Protocols

Tensorflow protocol is only available in version >=1.1.

Seldon Core supports the following data planes:

REST and gRPC Seldon Protocol

Seldon is the default protocol for SeldonDeployment resources. You can specify the gRPC protocol by setting transport: grpc in your SeldonDeployment resource or ensuring all components in the graph have endpoint.tranport set ot grpc.

See example notebook.

REST and gRPC Tensorflow Protocol

Activate this protocol by speicfying protocol: tensorflow and transport: rest or transport: grpc in your Seldon Deployment. See example notebook.
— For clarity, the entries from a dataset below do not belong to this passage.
PR #684, opened 2023-11-16
build(deps): upgrade to debian bookworm node-lts

alee:
some package in package.json requires a binary version of git for some reason and was causing `yarn upgrade` to fail. should investigate further...

```
root@24de4b0e2c6e:/code# yarn upgrade
yarn upgrade v1.22.19
[1/4] Resolving packages...
error Couldn't find the binary git
```

also attempting an upgrade to yarn modern: https://yarnpkg.com/getting-started/qa#why-should-you-upgrade-to-yarn-modern


sgfost:
that seems like yarn itself can't find git, somehow..

alee:
right, maybe there's a git+ssh dependency somewhere in there?

I'm not sure why `yarn lint` is failing here, seems fine on my local system..

sgfost:
I just had that same problem upgrading stuff on pom, resolved itself by hard refreshing (deleting/reinstalling) yarn.lock

sgfost:
That seems like it did the trick (it just bumped eslint). `yarn upgrade` also works for me locally

alee:
> That seems like it did the trick (it just bumped eslint). `yarn upgrade` also works for me locally
> 
> I can push the new lockfile if it won't mess with your branch

Hmm, I rebuilt the lockfile and the container without git and it yarn still complains about git. Or are you talking about just fixing the `yarn lint` issue that's failing this build?

sgfost:
I meant the git binary issue didn't come up for me, though I'm realizing now I didn't actually make sure the container rebuilt fully

alee:
hmm, modern yarn seems to run the github action out of memory, need to investigate further when time permits

sgfost:
presumably yarn PnP uses way more memory than the runner has. I also can't manage to get the default PnP install strategy working at all with docker locally. Was that the intent with upgrading to yarn modern?

sgfost:
yarn seems to revert itself to v1 if we don't specify _and commit_ the binary

looks like corepack https://yarnpkg.com/corepack may be the way to lock the yarn vers. without needing to commit the whole thing

alee:
@sgfost any ideas why these tests are failing now? I didn't see anything in the wagtail 5.2.2 release notes, perhaps a different dependency upgrade? https://github.com/comses/comses.net/pull/684/commits/d960a22dc66a49a8c8cd1c3834a1a9fb325e5420

sgfost:
Seems to be failing regardless of any of those upgrades (including pinning django-modelcluster to 6.1). I'm going to try debugging the test but I have no idea how the issue could have suddenly arisen

sgfost:
Oh whoops.. y2k bug in those tests. Satisfying yet very silly conclusion

alee:
> Oh whoops.. y2k bug in those tests. Satisfying yet very silly conclusion

leap year bugs are the best

PR #696, opened 2024-02-15
build refactor: replace config.ini with environment variables (via single .env file) and fix templating issues

sgfost:
attempts to consolidate all app configuration into environment variables

.env is created from a template and generated secrets are placed in, all variables defined in .env are then fed into the server container. The django settings module then reads from os.getenv() rather than configparser

---

**list of changes**:
- removed `config.ini`/`config.ini.template`
- removed `docker.env`
- removed targets for any non-generated secrets, should be managed directly in the .env file
- removed pgpass.template in favor of just echoing the correct format
- set environment variables in server container from .env via `env_file` attribute
- add convenience script `envreplace` for setting values in a file with GNU or BSD sed

---

resolves comses/planning#145


alee:
I'd like to move towards something like https://docs.docker.com/compose/use-secrets/ - sorry for not including it in earlier issues / docs. I think we can pivot this PR into that work though

sgfost:
That should be straightforward to add. I hadn't already done so mostly because I wasn't entirely sure what the benefit of using secrets sans swarm-mode (files in a tmpfs mount, I think?) over environment variables was

alee:
I'm mostly going on their docs here:

> Docker Compose provides a way for you to use secrets without having to use environment variables to store information. If you’re injecting passwords and API keys as environment variables, you risk unintentional information exposure. Environment variables are often available to all processes, and it can be difficult to track access. They can also be printed in logs when debugging errors without your knowledge. Using secrets mitigates these risks.

The other thing though is to support granular secrets for each thing that needs the secret so that updating or adding new environment variables or secrets doesn't blow away the previous set

django/core/settings/defaults.py
```diff
@@ -231,50 +230,34 @@ def is_test(self):
 # from now to 90 days ago
 ADMIN_DASHBOARD_DAYS = 90
 
-config = configparser.ConfigParser()
-# FIXME: switch to docker secrets instead
-config.read("/run/secrets/config.ini")
-
-RELEASE_VERSION = config.get("default", "BUILD_ID", fallback="v2023.01")
+RELEASE_VERSION = os.getenv("RELEASE_VERSION", "v2024.01")
```
alee, line 233: need to make BUILD_ID match up with RELEASE_VERSION in .env.template

deploy/conf/.env.template
```diff
@@ -0,0 +1,55 @@
+# app
+BUILD_ID=
```
alee, line 2: rename to RELEASE_VERSION here and in the Makefile

PR #699, opened 2024-03-14
provide automated DOI registration

alee:
add support for automated metadata translation from our object model into the DataCite schema with eventual DOI publication via the datacite Python library

refs https://github.com/comses/planning/issues/146


django/library/models.py
```diff
@@ -2464,6 +2481,203 @@ def to_dict(self):
...
+        Important: this should be call AFTER the release has been published as DataCite
+        requires the copyrightYear information
+
+        See https://codemeta.github.io/crosswalk/datacite/ for documentation on CodeMeta to DataCite crosswalk.
+
+        We don't want to make a copy since some field names are different and also
+        some fields DataCite do not want or have.
+        """
+        metadata = {}
+        codemeta = release.codemeta.metadata
```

For Seldon graphs the protocol will work as expected for single model graphs for Tensorflow Serving servers running as the single model in the graph. For more complex graphs you can chain models:

  • Sending the response from the first as a request to the second. This will be done automatically when you defined a chain of models as a Seldon graph. It is up to the user to ensure the response of each changed model can be fed a request to the next in the chain.

  • Only Predict calls can be handled in multiple model chaining.

General considerations:

  • Seldon components marked as MODELS, INPUT_TRANSFORMER and OUTPUT_TRANSFORMERS will allow a PredictionService Predict method to be called.

  • GetModelStatus for any model in the graph is available.

  • GetModelMetadata for any model in the graph is available.

  • Combining and Routing with the Tensorflow protocol is not presently supported.

  • status and metadata calls can be asked for any model in the graph

  • a non-standard Seldon extension is available to call predict on the graph as a whole: /v1/models/:predict.

  • The name of the model in the graph section of the SeldonDeployment spec must match the name of the model loaded onto the Tensorflow Server.

V2 KFServing Protocol

Seldon has collaborated with the NVIDIA Triton Server Project and the KFServing Project to create a new ML inference protocol. The core idea behind this joint effort is that this new protocol will become the standard inference protocol and will be used across multiple inference services.

In Seldon Core, this protocol can be used by specifing protocol: kfserving on your SeldonDeployment. For example,

apiVersion: machinelearning.seldon.io/v1alpha2
kind: SeldonDeployment
metadata:
  name: sklearn
spec:
  name: iris-predict
  protocol: kfserving
  predictors:
  - graph:
      children: []
      implementation: SKLEARN_SERVER
      modelUri: gs://seldon-models/sklearn/iris
      name: classifier
      parameters:
        - name: method
          type: STRING
          value: predict
    name: default

At present, the kfserving protocol is only supported in a subset of pre-packaged inference servers. In particular,

Pre-packaged server

Supported

Underlying runtime

TRITON_SERVER

heavy_check_mark

NVIDIA Triton

SKLEARN_SERVER

heavy_check_mark

Seldon MLServer

XGBOOST_SERVER

heavy_check_mark

Seldon MLServer

You can try out the kfserving in this example notebook.